If you're not aware of that, it is very tempting to use `useRef`, which is what I have often seen. Before hooks, we did not have the temptingly-named footgun `useRef` for this scenario (although we did have other footguns for other scenarios, and overall I love hooks).
dumbmatter
·7 years ago·discuss
Tons of shitty "here's how to use hooks for X" articles on Medium make the mistake, so people learning hooks right at the beginning will not be completely immune.

Also that the fix is "instead of using this one kind ref, use another kind of ref and put it in state"... I don't know, like I said I'm not sure if there is a better solution, but it still feels kind of unintuitive and complicated.

Now that I'm thinking about it... what is the reason that DOM refs and other refs need to be handled by the same concept? Every time I make a DOM ref, I'm doing something with it in a hook like useEffect. Why make me jump through hoops to re-run the hook if the DOM ref changes?

(I recognize there are probably good answers to those questions, the React folks are great, I just don't know the answers! Is it just to avoid introducing one more "type of thing", and instead making refs and DOM refs the same "thing"?)
dumbmatter
·7 years ago·discuss
I've seen a ton of people make that mistake, though.
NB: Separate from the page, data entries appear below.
PR #112, opened 2019-11-15
Uamqp updates

yunhaoling:
- [x] Remove executor
- [x] Call private encode message
- [x] Timeout calculation in milliseconds

### DIFF
--- a/uamqp/message.py
+++ b/uamqp/message.py
@@ -557,7 +557,10 @@ class BatchMessage(Message):
                     try:
                         if not data.application_properties and self.application_properties:  # Message-like object
                             data.application_properties = self.application_properties
-                        message_bytes = data._encode_message()  # pylint: disable=protected-access
+                        try:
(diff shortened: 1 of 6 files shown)


uamqp/message.py
```diff
@@ -596,7 +596,7 @@ def gather(self):
             try:
                 if not data.application_properties and self.application_properties:  # Message-like object
                     data.application_properties = self.application_properties
-                message_bytes = data.encode_message()
+                message_bytes = data._encode_message()  # pylint: disable=protected-access
```
annatisch: We need to support both `encode_message` and `_encode_message`

yunhaoling: you're right, otherwise we lose compatibility.

annatisch:
Do you want to add the version bump/release notes etc to this PR or separately?

yunhaoling:
@annatisch  we can do this separately

PR #118, opened 2019-11-21
batch application_properties implementation update

yunhaoling:


uamqp/message.py
```diff
@@ -555,12 +555,10 @@ def _multi_message_generator(self):
                 for data in self._body_gen:
                     message_bytes = None
                     try:
-                        if not data.application_properties and self.application_properties:  # Message-like object
-                            data.application_properties = self.application_properties
-                        try:
-                            message_bytes = data.encode_message()
-                        except AttributeError:
-                            message_bytes = data._encode_message()  # pylint: disable=protected-access
+                        internal_uamqp_message = data.message  # Data object has an internal uamqp message
```
annatisch: I think I would really prefer:
```
try:
    internal_uamqp_message = data.message
except AttributeError:
    internal_uamqp_message = data
```
Just to be extra safe....

yunhaoling: updated the code, it's stronger than before to handle all the case.

PR #121, opened 2019-11-22
Update windows env

bsiegel:
To build with VS2019, we need setuptools >=34.4.0. Also in order to select the target platform we need to use the `-A` flag now rather than simply appending `Win64` to the Generator name. This means we now have an implicit requirement on CMake 3.1 (because that's when the `-A` flag was added).

Exploratory PR for #122

### DIFF
--- a/.azure-pipelines/client.openssl.yml
+++ b/.azure-pipelines/client.openssl.yml
@@ -2,13 +2,13 @@ trigger: none
 pr: none
 
 variables:
-  OpenSSLVersion: '1.0.2q'
+  OpenSSLVersion: '1.0.2t'
 
 jobs:
   - job: 'OpenSSL'
 
     pool:
-      vmImage: 'macOS-10.13'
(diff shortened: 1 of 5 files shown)


bsiegel:
This -should- be enough to get things working, but it's not. The issues remaining seem to be:

Python 3.5:
It's unable to locate a header file. My initial scan of this seems to indicate that as compared to the other Python version builds, the call to `cl.exe` is missing a number of include directories. This leads me to think that something in this version of Python (maybe distutils?) is too old to know how to locate those directories. We might have to figure out how to add them manually or whether there is just some component we can update with pip.

Python 3.6 x86:
This is odd because the x64 build passes. The x86 build always fails with a linker error, `unresolved external symbol __except_handler4_common`. I've tried using the `-T host=x86` CMAKE flags to use the 32-bit compiler toolchain, the flag worked as documented but that didn't resolve the issue. At this point I'm a little stumped as to why this is happening and only for the x86 build.

PR #131, opened 2019-12-07
Connection idle timeout patch

yunhaoling:
The PR is to handle situation when connection state changed from XXX -> DISCARDING.

When connection idle timeout happens, the underlying C code would set the connection status to DISCARDING.

In previous implementation, the connection status would go through weird transition in the case of idle timeout:
```
OPENED->DISCARDING
DISCARDING->DISCARDING
DISCARDING->DISCARDING
...
DISCARDING->DISCARDING
DISCARDING->END
END->DISCARDING # This is the most weird part
```

Although the functionality is not affected, but the improper status transition is annoying.
This can be improved in `state_changed` of connection.py to handle the case of DISCARDING.


annatisch:
@yunhaoling - this patch looks good to me - is there any way we can add a test for it?

PR #132, opened 2019-12-09
Updates for 1.2.5

yunhaoling:
Mostly it's the same PR as https://github.com/Azure/azure-uamqp-python/pull/127.

Created for livetest/documentation update/any other missing changes.

### DIFF
--- a/samples/test_azure_event_hubs_receive.py
+++ b/samples/test_azure_event_hubs_receive.py
@@ -37,6 +37,18 @@ def get_plain_auth(config):
         config['access_key'])
 
 
+def send_single_message(live_eventhub_config, partition, msg_content):
+    target = "amqps://{}/{}/Partitions/{}".format(
+        live_eventhub_config['hostname'],
+        live_eventhub_config['event_hub'],
+        partition
+    )
+    uri = "sb://{}/{}".format(live_eventhub_config['hostname'], live_eventhub_config['event_hub'])
+    sas_auth = authentication.SASTokenAuth.from_shared_access_key(
+        uri, live_eventhub_config['key_name'], live_eventhub_config['access_key'])
+    uamqp.send_message(target, msg_content, auth=sas_auth, debug=False)
+
+
 def test_event_hubs_simple_receive(live_eventhub_config):
     source = "amqps://{}/{}/ConsumerGroups/{}/Partitions/{}".format(
         live_eventhub_config['hostname'],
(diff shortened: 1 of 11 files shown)


samples/test_azure_event_hubs_receive.py
```diff
@@ -236,6 +236,32 @@ def test_event_hubs_iter_receive_sync(live_eventhub_config):
...
+        live_eventhub_config['consumer_group'])
+
+    with uamqp.Connection(live_eventhub_config['hostname'], sas_auth, debug=False) as conn:
+        partition_0 = uamqp.ReceiveClient(source + "0", debug=False, auth=sas_auth, timeout=3000, prefetch=10)
+        partition_1 = uamqp.ReceiveClient(source + "1", debug=False, auth=sas_auth, timeout=3000, prefetch=10)
+        partition_0.open(connection=conn)
+        partition_1.open(connection=conn)
+
+        try:
+            messages_0 = partition_0.receive_message_batch(1)
```
KieranBrantnerMagee: From my comment in the other pr, should send before receiving to not just assume messages were sent from other tests.

uamqp/async_ops/client_async.py
```diff
@@ -313,16 +314,18 @@ def __init__(
...
-            operation,
-            op_type=op_type,
-            node=node,
-            callback=callback,
-            encoding=self._encoding,
-            debug=self._debug_trace,
-            **kwargs))
+            await asyncio.sleep(0.05, loop=self.loop)
+        response = await asyncio.shield(
+            self._session.mgmt_request_async(
```
KieranBrantnerMagee: do you need to pass the loop in here?

uamqp/async_ops/client_async.py
```diff
@@ -517,7 +520,9 @@ def __init__(
         return True
 
     async def _transfer_message_async(self, message, timeout):
-        sent = await asyncio.shield(self.message_handler.send_async(message, self._on_message_sent, timeout=timeout))
+        sent = await asyncio.shield(
+            self.message_handler.send_async(message, self._on_message_sent, timeout=timeout),
```
KieranBrantnerMagee: loop threadthrough?

uamqp/async_ops/connection_async.py
```diff
@@ -98,6 +98,9 @@ def __init__(self, hostname, sasl,
     async def _close_async(self):
         _logger.info("Shutting down connection %r.", self.container_id)
         self._closing = True
+        if self._cbs:
+            await self.auth.close_authenticator_async()
```
KieranBrantnerMagee: loop?

uamqp/async_ops/client_async.py
yunhaoling: pass `loop` into the `self._session.mgmt_request_async`? That method don't need a loop parameter to be passed in.
it would be using `self.loop` in the Session

uamqp/async_ops/client_async.py
yunhaoling: loop is not used in `send_async`.
if you mean `asyncio.shield` it has already been added.

uamqp/async_ops/connection_async.py
yunhaoling: loop is not used in `close_authenticator_async`

samples/test_azure_event_hubs_receive.py
yunhaoling: Fixed, added sending

PR #133, opened 2019-12-10
Bug fix

yunhaoling:
1. renamed _build_session to _build_session_async in AsyncClient
2. cbs session initialized twice when connection is shared

### DIFF
--- a/samples/test_azure_event_hubs_receive.py
+++ b/samples/test_azure_event_hubs_receive.py
@@ -236,6 +236,32 @@ def test_event_hubs_iter_receive_sync(live_eventhub_config):
     receive_client.close()
 
 
+def test_event_hubs_shared_connection(live_eventhub_config):
+    uri = "sb://{}/{}".format(live_eventhub_config['hostname'], live_eventhub_config['event_hub'])
+    sas_auth = authentication.SASTokenAuth.from_shared_access_key(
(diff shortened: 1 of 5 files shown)


samples/test_azure_event_hubs_receive.py
```diff
@@ -236,6 +236,32 @@ def test_event_hubs_iter_receive_sync(live_eventhub_config):
...
+        live_eventhub_config['consumer_group'])
+
+    with uamqp.Connection(live_eventhub_config['hostname'], sas_auth, debug=False) as conn:
+        partition_0 = uamqp.ReceiveClient(source + "0", debug=False, auth=sas_auth, timeout=3000, prefetch=10)
+        partition_1 = uamqp.ReceiveClient(source + "1", debug=False, auth=sas_auth, timeout=3000, prefetch=10)
+        partition_0.open(connection=conn)
+        partition_1.open(connection=conn)
+
+        try:
+            messages_0 = partition_0.receive_message_batch(1)
```
KieranBrantnerMagee: probably best to not assume the EH has events prior, in case this is run first for whatever reason.

yunhaoling: seems so, then we need to update other tests as well.
I'd like to have tests improved in the next release.

PR #142, opened 2020-01-17
Support for connection desired capabilities

yunhaoling:
The desired capabilities of a connection is described in the amqp protocol, the information is put into the `OPEN` frame.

I think it's because what you write is accurate - "refs are meant for values that don't need to trigger a rerender" - but most people think of refs (or at least refs of DOM elements, which for many people are the only refs they ever use) as just a way to access a DOM element. They expect it to just be a DOM element in a normal variable.

I'm not sure if there is a less confusing way of doing it, but it's damn confusing.